[linux-audio-dev] Re: desktop and multimedia as an afterthought?

Martijn Sipkema msipkema at sipkema-digital.com
Tue Jul 13 15:38:13 UTC 2004


Benno Senoner wrote:
> Martijn Sipkema wrote:
> >It is often heard in the Linux audio community that mutexes are not realtime
> >safe and a lock-free ringbuffer should be used instead. Using such a lock-free
> >ringbuffer requires non-standard atomic integer operations and does not
> >guarantee memory synchronization (and should probably not perform
> >significantly better than a decent mutex implementation) and is thus not
> >portable.
> 
> Why not portable ? on x86 you have guaranteed atomicity of 32bit 
> read/writes and using the read_ptr / write_ptr
> approach guarantees that you will never get bad values for the 
> ringbuffer pointers. The worst that could happen
> is that the reader reads an "old" value and thus getting a bit smaller 
> available read space from the ringbuffer but
> given the asynchronous nature of multithreaded apps this is completely 
> meaningless.

Indeed, for such a ringbuffer atomicity (as in test-and-set) is not needed,
but there needs to be memory synchronization. According to POSIX, you
can not read/write to a memory location from different threads without
using a function to synchronize memory:

"Applications shall ensure that access to any memory location by more than
one thread of control (threads or processes) is restricted such that no thread
of control can read or modify a memory location while another thread of
control may be modifying it. Such access is restricted using functions that
synchronize thread execution and also synchronize memory with respect to
other threads."

Thus, the lock-free ringbuffer is not portable. (What if the reader gets an
"old" value that is never updated?)

> (the audio thread does not know/care when then disk thread writes data 
> into the ringbuffer)
> PPC guarantees 32bit atomicity too so the atomic macros we are using in 
> LinuxSampler simply translate to a load or a store on
> both x86 and PPC and if future CPUs with non atomic access arise , just 
> add the macro in atomic.h.
> I would not call that "non portable".

I think there are architectures where supporting this might not be trivial, but
I'm no expert. That's why I'd always use mutexes for this...
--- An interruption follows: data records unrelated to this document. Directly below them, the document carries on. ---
PR #1586, opened 2022-01-06
Arbitrum: remove settle_timeut from Channel state and events

### LINKED ISSUE #1582: Raiden on Arbitrum: remove settle_timeout from channel state and events
#1557 removed the variable settle timeout, but still left it in the channel state, wasting gas (store is expensive). We want to remove the `settle_timeout` constant (per deployment) from all stores/mappings and events, to save gas, and to ensure clients fetch the global value directly from the contracts from now on.

One reason why it's still in channel state/struct is because this variable is reused to store the point in time after which the channel becomes settleable. A possible implementation is to have this timestamp persisted in a separate mapping, which also gets cleared upon settlement. Notice that this saves gas by not needing the store space/write operations on channel open, and if the channel gets coop-settled, actually never gets set.

andrevmatos:
### What this PR does
Closes #1582 

To do this, we moved the old re-use of `channel.settle_timeout` to its own mapping, saving gas as well since this is only required upon uncooperative close.

----

Any reviewer can check these:

* [ ] Comment commits
    * `solidityFunction`
    * `_solidity_argument`
    * `solidity_variable`
    * `python_variable`
    * `PYTHON_CONSTANT`
* For each new contract
* Bookkeep


andrevmatos:
`getChannelInfo` now returns only the `state`, instead of the pair `(settle_timeout, state)` (since `settle_timeout` is now a contract's constant, instead of a per-channel variable). Should we rename the method to `getChannelState`? Should we do it on this PR, or in a follow up? Or isn't it worth it?

netcriptus (approved):
LGTM, but I think it would be a great opportunity to change the name of the function like you mentioned. I see no reason to implement this in a different PR.

netcriptus (approved):

Issue #1580, opened 2021-12-16
Raiden on Arbitrum: fix timeouts naming convention


netcriptus:
As pointed in [this](https://github.com/raiden-network/raiden-contracts/pull/1573#discussion_r769433236) and [this](https://github.com/raiden-network/raiden-contracts/pull/1573#discussion_r769438688) comments, there's some confusion regarding the naming of timeouts in the Smart Contracts.

There are 2 concepts of time going around, one for absolute timestamp, and another one for number of seconds an event, and the names do not reflect it at all.

Refactor the contracts with better naming, and unifying names that should reflect the same thing.

andrevmatos:
My suggestion would be be `_timestamp` for absolute points in time, and `_timeout` for relative time deltas, but I don't have strong feelings for any particular naming schema, as long as it's consistent.

I think we should take the time to do this renaming in #1573 , since that's handling exactly this change, so we avoid even polluting commit history with names that aren't descriptive.

weilbith:
@andrevmatos and I have discussed this topic now and settled on a scheme.
There are two different concepts of the timing functionality here for 3 cases. All of them specify a relative time value that gets added on top of the current time when an event happens. So for example a time value for settling a channel, that gets added to the timestamp when a channel gets closed.
The individual future timestamp that gets calculated has then two different meanings, depending on the context. In the case of the channel settle part, it means the channel becomes settleable after this timestamp has passed. In another case like for withdrawing funds from a channel it means it can be withdrawn until this timestamp has passed. It is our desire to express this significant difference in the code and make it very easy to read and understand without much guessing.

Thereby we ended up with calling these variables by the following concept:
- `*_timeout` (e.g. `settle_timeout`) - relative time value that gets added to event timestamp to get any of the following values
- `*able_until` (e.g. `withdrawable_until`) - absolute timestamp until which it is possible to execute a specific action
- `*able_after` (e.g. `settleable_after`) - absolute timestamp only after which it is possible to execute a specific action

PR #1590, opened 2022-01-10
rename timestamp related variables

netcriptus:
Implements https://github.com/raiden-network/raiden-contracts/issues/1580


raiden_contracts/data/source/services/UserDeposit.sol
```diff
@@ -161,7 +161,7 @@ contract UserDeposit is Utils {
 
         withdraw_plans[msg.sender] = WithdrawPlan({
             amount: amount,
-            withdraw_timestamp: block.timestamp + withdraw_delay
+            withdrawable_after: block.timestamp + withdraw_delay
```
andrevmatos, line 164: Per the description of the issue, shouldn't we also rename `withdraw_delay` to `withdraw_timeout`? Does this variable match the `_timeout` usecase, or is it something different?

andrevmatos (changes requested):
The changes here seem correct, but there're still variables which need renaming in the contracts; e.g. `expiration_time` in `TokenNetwork.setTotalWithdraw`; could you please give another pass and rename any variable or parameter name in any contract which should mach the new naming schema?

raiden_contracts/data/source/services/UserDeposit.sol
netcriptus: Good call ✅

raiden_contracts/data/source/raiden/TokenNetwork.sol
```diff
@@ -1596,7 +1596,7 @@ contract TokenNetwork is Utils, Controllable {
         uint256 channel_identifier,
         address participant,
         uint256 total_withdraw,
-        uint256 expiration_timestamp,
+        uint256 recoverable_until,
```
andrevmatos, line 1599: This function is called directly with parameters from `WithdrawInput`, therefore I think the name here should be the same from the struct:
```suggestion
        uint256 withdrawable_until,
```

andrevmatos (commented):
Just one change now, thanks!

raiden_contracts/data/source/raiden/TokenNetwork.sol
netcriptus: Nice catch ✅

andrevmatos (approved):
LGTM, nice refactoring, thank you

PR #1604, opened 2022-02-14
Deployment on Rinkeby Arbitrum

weilbith:
Superseeds #1542 (due to the massive changes recently a rebase was not possible)

This includes the fixed for the deployment tools to work with Arbitrum chains with a special handling for gas.

### DIFF
--- a/raiden_contracts/deploy/contract_deployer.py
+++ b/raiden_contracts/deploy/contract_deployer.py
@@ -22,6 +22,7 @@ from raiden_contracts.constants import (
     CONTRACT_USER_DEPOSIT,
     CONTRACTS_VERSION,
     DEPLOY_SETTLE_TIMEOUT,
+    ID_TO_CHAINNAME,
     DeploymentModule,
 )
 from raiden_contracts.contract_manager import (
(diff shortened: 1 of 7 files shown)


raiden_contracts/deploy/contract_deployer.py
```diff
@@ -77,6 +79,20 @@ def __init__(
         else:
             LOG.info("Skipped checks against the source code because it is not available.")
 
+    def _maybe_set_arbitrum_settings(self) -> None:
```
netcriptus, line 82: I'm personally not a big fan of function names with the word `maybe`. This is bad for readability and understanding of the code. How about using something more generalist, like `_adjust_gas_special_case`, or even `_adjust_chain_settings`?

This way, if we have another case that needs special settings, it can be included here as well.

weilbith: ✔️

weilbith:
I pushed a fixup commit to clearly address the review feedback.
As I got an optimistic approval, I continue and integrate the fixup commit to get this PR ready for the final CI verification.

weilbith:
Sorry. I was too fast. I thought I actually run `make lint` locally and it succeed. Apparently not.

PR #1610, opened 2022-03-01
improve gas handling for Arbitrum based networks

### LINKED ISSUE #1608: Proper gas price strategy for Arbitrum networks
Currently, Arbitrum based chains get detected and get a special handling for gas prices. Unfortunately is the currently implemented strategy very simple and only suitable for test networks (because very expensive). This needs to be replaced with a better and more accurate calculation.

weilbith:
Closes #1608 

First of all, it is not necessary to programmatically set a fixed gas price value when detecting an Arbitrum network. The gas price gets already set by a commandline parameter and does not need any further doing. The default 5 Gwei
are enough for the current prices (test network). Else the user can/must set the value higher.

As the deployment tools are meant to run by hand and usually a developer of the team, it is not necessary to add any special gas price strategies as we do for the Raiden services. But to support the correct/better usage, the deployment documentation got extended for Arbitrum.

### DIFF
--- a/README.rst
+++ b/README.rst
@@ -231,6 +231,11 @@ Deployment information is stored in a ``deployment_[CHAIN_NAME].json`` file corr
     # Based on the network id, the script verifies the corresponding deployment_[CHAIN_NAME].json file
     # using the chain name-id mapping from constants.py
 
+Deployment on an Arbitrum based network
+-----------------------
+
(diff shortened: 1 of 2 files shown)


weilbith:
@netcriptus do you know why the `codecov/patch` action is failing? I have no knowledge about the setup of this repository.

netcriptus:
> @netcriptus do you know why the `codecov/patch` action is failing? I have no knowledge about the setup of this repository.

I'm also not familiar with the setup. I can only see the warning about the removal of an untested line of code. Looks like this can be ignored.

weilbith:
@palango do you maybe know the issue here?

palango:
> @palango do you maybe know the issue here?

`Added line #L92 was not covered by tests`

So because the coverage of the diff of the PR is too low this fails.

weilbith:
Okay, it confused me because in the action summary it states the coverage is `0.00%` which usually means it somehow doesn't work properly.
Okay, so I somehow need to write a test for this. 🤔

palango:
Yeah, just ignore it.

PR #1613, opened 2022-03-03
Feature/user deposit customizable withdraw timeout

### LINKED ISSUE #1612: User Deposit Contract - allow to configure withdraw timeout
As the timeout value has changed from block numbers to time in seconds, this has become a challenge for (end-to-end) tests. The current constant value are 25min. That is way too long. In the past we could just mine a couple of blocks. But manipulating pure time is not a good non unit tests.
Therefore it should be possible to set the withdraw timeout in the constructor of the User Deposit contract. This is the same strategy as we already do for the Token Network and Token Registry contract. The deployment tools will then contain the current constant value as the default for the new optional argument.

weilbith:
Closes #1612


weilbith:
Sorry for the included bump of the pre-release stuff. I'll cut that out.

weilbith:
Sorry, my local formatting seem to have caused issues for the contract verification (though I dunno why).

raiden_contracts/data/source/services/UserDeposit.sol
```diff
@@ -6,9 +6,9 @@ import "raiden/Token.sol";
 import "raiden/Utils.sol";
 
 contract UserDeposit is Utils {
-    uint constant public withdraw_timeout = 15 * 100;  // time before withdraw is allowed in seconds
+    uint public withdraw_timeout;  // time before withdraw is allowed in seconds
 
-    // Token to be used for the deposit
+    // Token to be used foruser_deposit_withdraw_timeout the deposit
```
netcriptus, line 11: nitpick: small typo, missing space in `for user_deposit...`

netcriptus (approved):
Looking good, just small comments 👍

raiden_contracts/tests/test_deploy_data.py
```diff
@@ -205,5 +209,6 @@ def test_verify_existent_deployment_with_wrong_code(
         verifier.verify_deployed_service_contracts_in_filesystem(
             token_address=HexAddress(HexStr("0x5Fc523e13fBAc2140F056AD7A96De2cC0C4Cc63A")),
             user_deposit_whole_balance_limit=2 ** 256 - 1,
+            user_deposit_withdraw_timeout=25 * 60,
```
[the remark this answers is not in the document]
weilbith: I did so stupidly because they did so the same with the above `user_deposit_whole_balance_limit`. I always tried to mimic this. 🤷🏾 
But sure, I can do that. Do you want me to? 🙃

raiden_contracts/data/source/services/UserDeposit.sol
weilbith: 🙈

weilbith:
I marked the CodeCov report as resolved because there were no changes in funcitonality.

raiden_contracts/data/source/services/UserDeposit.sol
weilbith: Done ✔️ 
As this is a single commit, I did amend it instead of a fixup commit.

weilbith:
Holy ****. I thought a space character in a comment would not cause a hash mismatch. 😑

PR #1122, opened 2025-03-10
chore: add windows CI

baseballyama:

PR #1124, opened 2025-03-10
fix: support windows path delimiter

### LINKED ISSUE #1120: `svelteKitFileType` parsing broken in Windows

9.22.0

3.0.3

### What did you do?

I came across this issue while debugging the `valid-prop-names-in-kit-pages` rule, which always passed locally on my Windows machine but failed on my Cloudflare-hosted build. At first I thought it was a dependency issue, but I eventually realised the rule wasn't running on windows at all.

I eventually traced this to the `svelteKitFileType` in the `svelteContext` being `null`.

I expected the same rule to fail/pass the same way on my local machine as my Cloudflare build.

### What actually happened?

Could not reproduce the same failure on my local machine.

https://github.com/james-camilleri/eslint-plugin-svelte-repro

### Additional comments

The problem is here: https://github.com/sveltejs/eslint-plugin-svelte/blob/615e9d389ece1b58c5f6a11e7e76cc8e416dfa5a/packages/eslint-plugin-svelte/src/utils/svelte-context.ts#L65

Switching this to `path.sep` seems to handle the issue. Not sure if there are any other repercussions to this though, or if the same issue is present anywhere else in the codebase. Or if the paths should have been normalised elsewhere but weren't.

baseballyama:
close: https://github.com/sveltejs/eslint-plugin-svelte/issues/1120

I would like to add Windows CI but before that I've created the PR to close #1120.
https://github.com/sveltejs/eslint-plugin-svelte/pull/1122

### DIFF
--- a/packages/eslint-plugin-svelte/src/utils/svelte-context.ts
+++ b/packages/eslint-plugin-svelte/src/utils/svelte-context.ts
@@ -62,7 +62,7 @@ function getSvelteFileType(filePath: string): SvelteContext['svelteFileType'] {
 }
 
 function getSvelteKitFileTypeFromFilePath(filePath: string): SvelteContext['svelteKitFileType'] {
-	const fileName = filePath.split('/').pop();
+	const fileName = filePath.split(/[/\\]/).pop();
 	switch (fileName) {
 		case '+page.svelte': {
 			return '+page.svelte';


james-camilleri:
Thanks!

baseballyama:
I forgot chageset😅

PR #1132, opened 2025-03-17
feat: add `ignorePropertyPatterns` property and rename `ignorePatterns` to `ignoreTypePatterns` in `no-unused-props` rule

baseballyama:
After reconsidering, merging #1135 should also resolve the branded types issue. This is because branded types typically originate from external libraries, meaning their properties are externally defined and should thus be fixed by #1135.

Therefore, this becomes a purely additive feature. However, I still think it’s beneficial to allow ignoring patterns based on both type names and properties.

-> I tested this in a project that uses branded types and confirmed that it’s fixed as expected.


baseballyama:
I’ll merge this before US working hours start to minimize the impact.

> posix mutexes are not portable because they don't work on win32 so in
> general applications with a certain complexity always require some
> platform dependent code (either OS or CPU dependent) to
> be portable on that platform.

With portable I mean that it will work on any POSIX compliant operating
system.

[...]
> About performance, nothing can beat lock free ringbuffers because it's 
> simply a few machine instructions that access
> a read_ptr, write_ptr and return the address of the object you want to 
> read/write.

I did not say a mutex would beat lock free ringbuffers, I said that using a
mutex instead shouldn't cause a significant performance penalty for typical
use in a realtime audio application.